June 2009 - Stop The Thyroid Madness Skip to content

Psoriasis, rosacea and hypothyroidism–did you know there’s a connection?

STTM red noses(This page was updated in 2015. Enjoy!)

A thyroid patient and mother of two just informed me that her daughter’s psoriasis on her body completely went away thanks to being on desiccated thyroid, and all that’s left is some on her head. And, her son’s psoriasis completely went away thanks to desiccated thyroid.

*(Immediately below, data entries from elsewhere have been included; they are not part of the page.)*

PR #4394, opened 2023-09-13
Update TFMs

RussKie:
* Drop support for .NET Core 3.1
* Add support for .NET 6.0
* Run tests for only supported TFMs - i.e., net462.net6.0,net8.0

###### Microsoft Reviewers: [Open in CodeFlow](https://portal.fabricbot.ms/api/codeflow?pullrequest=https://github.com/dotnet/extensions/pull/4394)


Directory.Build.targets
```diff
@@ -86,7 +81,7 @@
     </PropertyGroup>
   </Target>
 
-  <!-- This target will make sure that projects targeting netcoreapp3.1 will also have the Microsoft.Extensions.Logging.Abstractions analyzer removed. -->
+  <!-- This target will make sure that projects targeting net462 will also have the Microsoft.Extensions.Logging.Abstractions analyzer removed. -->
```
RussKie, line 84: @joperezr I kept this target because the comment in [Microsoft.Extensions.Telemetry.Abstractions.csproj](https://github.com/dotnet/extensions/pull/4394/files#diff-09674220f6f8ad9ca75c179401eeca831f746b20d7f1c11f099b46c7c72d7411) refers to both net462 and netcoreapp3.1:
image


Please let me know, if I misunderstood it, and these should be removed.

RussKie:
@geeknoid I got hundreds of IDE0028 warnings:
```
warning IDE0028: Collection initialization can be simplified (https://learn.microsoft.com/dotnet/fundamentals/code-analysis/style-rules/ide0028)
```

...which addressed will look like this:
image


Should we suppress the warning? Or update the whole codebase?

geeknoid:
@RussKie Where do the warnings come from? This did this just enabled as a result of an analyzer upgrade?

RussKie:
There are also hundreds of TBD warnings:
```
error TBD: (NETCORE_ENGINEERING_TELEMETRY=Build) 'Microsoft.Extensions.Options.Contextual.IOptionsContext' is for evaluation purposes only and is subject to change or removal in future updates. Suppress this diagnostic to proceed. (https://aka.ms/dotnet-extensions-warnings/TBD)
```

These are the result of (likely because of the newer SDK?):
https://github.com/dotnet/extensions/blob/80f8c709c81ed9975d6b2994ed6ef4232aaee963/Directory.Build.targets#L56-L62

As an immediate workaround I'm going to suppress `TBD` warning, but we need to generalise how the assembly-level attribute is applied based on the workstream? We'll need a mapping between workstreams and the experiment areas listed in https://github.com/dotnet/extensions/blob/main/docs/list-of-diagnostics.md. I'll raise a tracking issue.

RussKie:
> @RussKie Igor Velikorossov FTE Where do the warnings come from? This did these just appear as a result of an analyzer upgrade?

The newer SDK: 
```diff
   "sdk": {
-    "version": "8.0.100-rc.1.23381.2"
+    "version": "8.0.100-rc.2.23462.28"
   },
```

geeknoid:
I think we should fix the IDE0028 warnings (I'm guessing VS can do this over the whole solution).

And please suppress the TBD warning for now, I'll find a suitable workaround.

RussKie:
> I think we should fix the IDE0028 warnings (I'm guessing VS can do this over the whole solution).
> 

Sure.
Personally, I am not too fond of the new style, but I guess I may get used to it :)

RussKie:
The build is green, good to merge 😉

joperezr:
Thanks for fixing this @RussKie 

FYI @ericstj

Directory.Build.props
```diff
@@ -27,12 +27,12 @@
...
     <NetCoreTargetFrameworks Condition="'$(CustomTargetFrameworks)' != ''">$(SupportedNetCoreTargetFrameworks)</NetCoreTargetFrameworks>
-    <NetCoreTargetFrameworks Condition="'$(CustomTargetFrameworks)' != '' AND $(CustomTargetFrameworks.Contains('netcoreapp3.1'))">$(NetCoreTargetFrameworks);netcoreapp3.1</NetCoreTargetFrameworks>
+    <NetCoreTargetFrameworks Condition="'$(CustomTargetFrameworks)' != '' AND $(CustomTargetFrameworks.Contains('net6.0'))">$(NetCoreTargetFrameworks);net6.0</NetCoreTargetFrameworks>
     <ConditionalNet462 Condition="'$(CustomTargetFrameworks)' == '' OR $(CustomTargetFrameworks.Contains('net462'))">;net462</ConditionalNet462>
 
     <!-- All the .NET TFMs we're testing against -->
     <TestNetCoreTargetFrameworks>$(NetCoreTargetFrameworks)</TestNetCoreTargetFrameworks>
-    <TestNetCoreTargetFrameworks Condition="'$(CustomTargetFrameworks)' == ''">$(TestNetCoreTargetFrameworks);net7.0;net6.0</TestNetCoreTargetFrameworks>
+    <TestNetCoreTargetFrameworks Condition="'$(CustomTargetFrameworks)' == ''">$(TestNetCoreTargetFrameworks);net6.0</TestNetCoreTargetFrameworks>
```
xakep139, line 35: @RussKie now this emits a warning that looks like:
```
Error occurred while restoring NuGet packages: Invalid restore input. The original target frameworks value must match the aliases. Original target frameworks: net8.0;net6.0;net6.0;net462, aliases: net8.0;net6.0;net462. Input files: C:\Users\...\source\dotnet-ext\test\Generators\Microsoft.Gen.AutoClient\Generated\Microsoft.Gen.AutoClient
```

I.e., the `net6.0` TFM is listed twice for test projects that have `<TargetFrameworks>$(TestNetCoreTargetFrameworks)</TargetFrameworks>`

joperezr: Can either you or @RussKie log an issue to fix this so that we make sure it is fixed? How come we aren't seeing this error in CI?

RussKie: https://github.com/dotnet/extensions/pull/4449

Connection? Pretty obvious, isn’t it. Here are three skin conditions that can be related to your thyroid issue:

Psoriasis

Psoriasis is an autoimmune skin disease that appears on the skin chronically due to an immune system going awry. It results in red scaly patches with a white dead-cell buildup. You can often see it hand-in-hand with Hashimotos.

Rosacea

Rosacea is another skin problem, though not autoimmune, that causes a redness of the skin, including the cheeks and nose, or the forehead and chin.

I personally had rosacea on my nose for years—my oh-so-romantic “clown nose”.  But just like the mother’s son and daughter with psoriasis, my rosacea eventually went away, as well, after I had started on desiccated thyroid and raised it high enough to remove my hypo symptoms—the latter which did not totally happen on Synthroid and got worse the longer I stay on.

Pretibial Myxoedema

Another condition called Pretibial Myxoedema, also called thyroid dermopath, can present itself with either hyperthyroidism like Graves or hypo. It often affects the feet with swelling, lumpiness or lesions, or you can have it on other places on your skin. It’s caused by excess hyaluronic acid.  It can also be associated with autoimmune thyroid disease.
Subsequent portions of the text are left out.